Is it so wrong for them to think maybe this wasn't a universal good?

2 comments

A thought experiment, what if in the past the ink and paper makers had banded together and prevented a newspaper from being able to publish? Is that OK because the ink and paper companies are private and not the government?

There's been plenty of examples of yellow journalism where the press incited the public into war, so there could be legitimate reasons private ink and paper companies wouldn't want those messages broadcast.

The difference being that in this case, ink, paper and even printing presses are readily available to everyone. The free private one-stop platform they were using before is stopping them from publishing, but for negligible cost almost anybody can publish what they like using their own private platform.

Nobody's taking down infowars.com, afaik.

It's a valid question to ask. To me, it's clear that the answer is it's better not to censor. But there are, of course, plusses and minuses...

Here's my perspective.

I remember the start of the second Iraq war very clearly. Something like 70% of Americans believed, falsely, that Sadam Hussein was behind 9/11. As someone that didn't believe that, it was almost surreal. It was like everyone had gone mad. Most MSM sources were basically de-facto propaganda arms for the US govt.

On that wave of public support, we ludicrously and tragically invaded Iraq.

I think if you replay that scenario with Twitter existing, there's a very good chance you don't hit that 70% number and a pretty good chance we don't go to war.

It's simply too easy now to be exposed to alternative narratives. And the false venere of infallibility that "the news" has historically had pretty much fades away when you see reporters duking it out on equal footing with everyone else on Tiwtter.

So!

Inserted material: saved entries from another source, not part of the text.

PR #961, opened 2022-10-19
Change from using the term `blacklist` to `excluded`

### LINKED ISSUE #960: Update usages of `blacklist` to be more inclusive

We have a handful of places that still use the term `blacklist` (mostly in our utilities). We should look to update these to use something like `excluded` instead.

### Designs

_No response_

_No response_

### Code of Conduct

dkotter:
### Description of the Change

There's a handful of places we were using the term `blacklist`. To be more inclusive (and more descriptive), this PR changes those to use the term `excluded`.

There was one utility function and one filter that used the term `blacklist`. I've added deprecations for both of those, though we may be safe to just completely remove/rename the function (more likely though that the filter is being used).

Note also there's a handful of places that will need version numbers updated before we release this. I've left those as `X.X.X` for now.

Closes #960

### How to test the Change

Nothing that really needs tested here, though could test the meta exclusion piece to ensure nothing broke there (though this should just be name changes, no functionality changes).

### Changelog Entry

> Changed - Change uses of `blacklist` and use `exclude` instead
> Deprecated - Deprecate the `Distributor\Utils\blacklisted_meta` function and the `dt_blacklisted_meta` filter

### Credits
Props @dkotter, @jeffpaul 

### Checklist:

### DIFF
--- a/includes/utils.php
+++ b/includes/utils.php
@@ -330,7 +330,7 @@ function distributable_post_statuses() {
  */
 function blacklisted_meta() {
 	_deprecated_function( __FUNCTION__, 'X.X.X', '\Distributor\Utils\excluded_meta()' );
-	excluded_meta();
+	return excluded_meta();
 }
 
 /**
--- a/includes/utils.php
+++ b/includes/utils.php
@@ -137,17 +137,17 @@ function is_dt_debug() {
 /**
  * Given an array of meta, set meta to another post.
  *
- * Don't copy in blacklisted (Distributor) meta.
+ * Don't copy in excluded (Distributor) meta.
  *
  * @param int   $post_id Post ID.
  * @param array $meta Array of meta as key => value
  */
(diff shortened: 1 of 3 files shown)


includes/utils.php
```diff
@@ -322,23 +322,35 @@ function distributable_post_statuses() {
...
+ * @since  X.X.X
+ * @return array
+ */
+function excluded_meta() {
+
 	/**
-	 * Filter meta keys that are blacklisted from distribution.
+	 * Filter meta keys that are excluded from distribution.
 	 *
 	 * @since 1.0.0
```
peterwilsoncc, line 347:
```suggestion
	 * @since 1.0.0
	 * @deprecated x.x.x
```

peterwilsoncc (commented):
LGTM, one note inline which I'll self merge.

peterwilsoncc (approved):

I think the banning of Alex Jones is just step 1 of a plan to "fix" this problem; it's an attempt to reassert the ability to control the narrative and what the public thinks.

I know that all might sound a bit conspiracy-theory-ish, but, well, how else to interpret things like this?

https://twitter.com/chrismurphyct/status/1026580187784404994

More broadly, it's surprising to me that so many people who believe in freedom of speech, democracy, etc in their governments, are so gung-ho for autocratic, censored governening structures in the online realms.